One of your installations contains a reproduction of the litter on which Arthur Rimbaud was carried.

There are two, a black one and a natural-wood one. They're reproductions to scale of the one that Rimbaud was carried on up and down the Ethiopian mountains for about two hundred miles when he had gangrene of the leg and was in mortal agony. He actually drew a sketch of a litter for the Ethiopian bearers to build, and that sketch has survived. I had a litter fashioned after the sketch. I imagined Rimbaud lying on this litter in the pelting rain, in the sweltering heat, in terrible pain, his mind feverish; imagined him returning to a more poetic consciousness, so I wanted to cover the litters with his language, his letters, his poems. The light one represents his youth and is covered with his poetry in French and English. The dark one represents the end of his life, and on that I used gold and bronze and copper pencils to copy his last missives before he died. One was a telegram [sent from his sickbed in France] asking when the next ship would be leaving to go back to Abyssinia, because he wanted to return to Africa. He died the next day. He was semidelirious when he dictated it.

Smith also has photographs of some poetry beds:

Many of the subjects of the photos in the show are literary: Virginia Woolf's bed, the poet John Keats's bed.

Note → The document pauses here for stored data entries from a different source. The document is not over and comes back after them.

PR #3544, opened 2023-12-11
Don't update alert group metrics when deleting an alert group

joeyorlando:

Fixes https://github.com/grafana/oncall-private/issues/2376

## Checklist

### DIFF
--- a/engine/apps/alerts/models/alert_group.py
+++ b/engine/apps/alerts/models/alert_group.py
@@ -1191,8 +1191,6 @@ class AlertGroup(AlertGroupSlackRenderingMixin, EscalationSnapshotMixin, models.
     def delete_by_user(self, user: User):
         from apps.alerts.models import AlertGroupLogRecord
 
-        initial_state = self.state
-
         self.stop_escalation()
         # prevent creating multiple logs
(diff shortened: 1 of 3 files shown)


engine/apps/alerts/models/alert_group.py
```diff
@@ -1219,13 +1217,10 @@ def delete_by_user(self, user: User):
             force_sync=True,
         )
 
-        dependent_alerts = list(self.dependent_alert_groups.all())
-
         self.hard_delete()
-        # Update alert group state metric cache
-        self._update_metrics(organization_id=user.organization_id, previous_state=initial_state, state=None)
```
joeyorlando, line 1226: an alternative here could be to call `self._update_metrics()` _before_ calling `self.hard_delete()`

Ferril: I don't think it makes sense to call it before, since it updates metrics async and we don't protect ourself of error it should fix.
I'd propose either call it sync here (but we change it to async everywhere by purpose) or expend parameters we pass to `_update_metrics` to allow it to update metrics anyway.

For now I think it's ok to remove metrics update from here, since we recalculate all metrics once a day

Ferril (approved):
LGTM

PR #3546, opened 2023-12-11
Fix telegram retrying task after alert group was deleted

Ferril:
# What this PR does

## Checklist

### DIFF
--- a/engine/apps/telegram/tasks.py
+++ b/engine/apps/telegram/tasks.py
@@ -226,8 +226,19 @@ def on_alert_group_action_triggered_async(log_record_id):
     from .alert_group_representative import AlertGroupTelegramRepresentative
 
     logger.info(f"AlertGroupTelegramRepresentative ACTION SIGNAL, log record {log_record_id}")
-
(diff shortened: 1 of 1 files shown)


engine/apps/telegram/tasks.py
```diff
@@ -226,8 +226,19 @@ def on_alert_group_action_triggered_async(log_record_id):
...
+    except AlertGroupLogRecord.DoesNotExist as e:
+        retries_count = on_alert_group_action_triggered_async.request.retries
+        if retries_count >= 50:
+            logger.error(
+                f"AlertGroupTelegramRepresentative: was not able to get AlertGroupLogRecord, probably alert group "
+                f"was deleted. log record {log_record_id}, retries: {retries_count}"
+            )
+            return
+        else:
+            raise e
```
joeyorlando, line 241: do we need to retry if the alert group record can't be found? retrying it would likely imagine in the same result. wdyt?

Ferril: I think we need to retry in cases if we get db connection problems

At the end of Woolf's life, her husband built her a separate room, almost like a shed, attached to the house — very humble, with a single bed in it — because I think she had a lot of terrible migraines and probably just wanted to be alone. We spend half our life in bed, it seems: giving birth, making love, sleeping, sick. So beds are always interesting to me. Some are very anonymous, and some have a lot of personality. I took a photograph of my friend, the poet Jim Carroll's bed days after he died, and the sadness of the end of his life seemed totally incorporated into his bed linens and his pillow. I’ve always loved books, loved them so much that I loved the people who wrote them for me. I loved J.M. Barrie for giving me Peter Pan, Louisa May Alcott or giving me Little Women, Herman Melville for giving me Moby Dick, Roberto Bolaño for 2666. And I've lost so many people in my life: my husband, my brother, my pianist. Robert Mapplethorpe, who was my best friend. I've lost my parents. Remembering the dead is part of my life.